I further tweaked with the original query and just replaced the INNER JOIN with table aliased D to a LEFT JOIN and surprisingly it started giving the correct number of rows. It is important to note that even with a LEFT JOIN, the SELECT statement is still fetching columns from table aliased D which as shown below,

SELECT D.asin, D.client_account_id
FROM ams.t_asin_segmentation_detail A_0
       INNER JOIN ams.t_asin_segmentation_value B
                  ON A_0.ASIN_SEGMENTATION_VALUE_ID = B.ID AND A_0.IS_DELETED = 'N' AND A_0.IS_ACTIVE = 'Y' AND
                     B.IS_DELETED = 'N' AND B.IS_ACTIVE = 'Y' AND B.ID IN (900)
       INNER JOIN ams.t_asin_segmentation_type C
                  ON B.ASIN_SEGMENTATION_TYPE_ID = C.ID AND C.IS_DELETED = 'N' AND C.IS_ACTIVE = 'Y' AND
                     C.ID = 1687 AND C.BUSINESS_UNIT_ID = 15
       LEFT JOIN ams.t_asin D ON A_0.asin_id = D.ID AND D.is_active = 'Y' and D.is_deleted = 'N';

Would appreciate if anyone can provide any reason for this to happen.

2
You only have one row where A_0.asin_id = D.ID AND D.is_active = 'Y' and D.is_deleted = 'N' And those D.ID, D.is_Active, D.is_deleted into your SELECT clause and see what's up. - JNevill
@JNevill There are 1023 rows to be precise that qualify the join condition not one row. That can be established by the second query where I still have the same conditions and just using WHERE IN instead of INNER JOIN. - Aneeb Khawar

2 Answers

0
votes

Your queries are nothing similar. Your first query is saying that all matching rows have the same values of D.asin and D.client_account_id. That is why you are getting one row.

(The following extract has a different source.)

PR #247, opened 2022-10-20
[issue-246] parse SPDXID for file correctly

### LINKED ISSUE #246: SPDXID from file incorrectly parsed by rdf parser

The second query has no distinct in the outer query, so it will fetch all those rows.

I'm not sure why you would think that these are logically equivalent.

0
votes

Got this resolved by changing the encoding type on Sort Keys from ZSTD to RAW. Still not entirely sure how that could have led to change in behavior of INNER JOIN.

The Sort Keys in these queries are all the ID columns being used in joins.

Both queries (INNER JOIN and WHERE IN) returning the same rows after this change.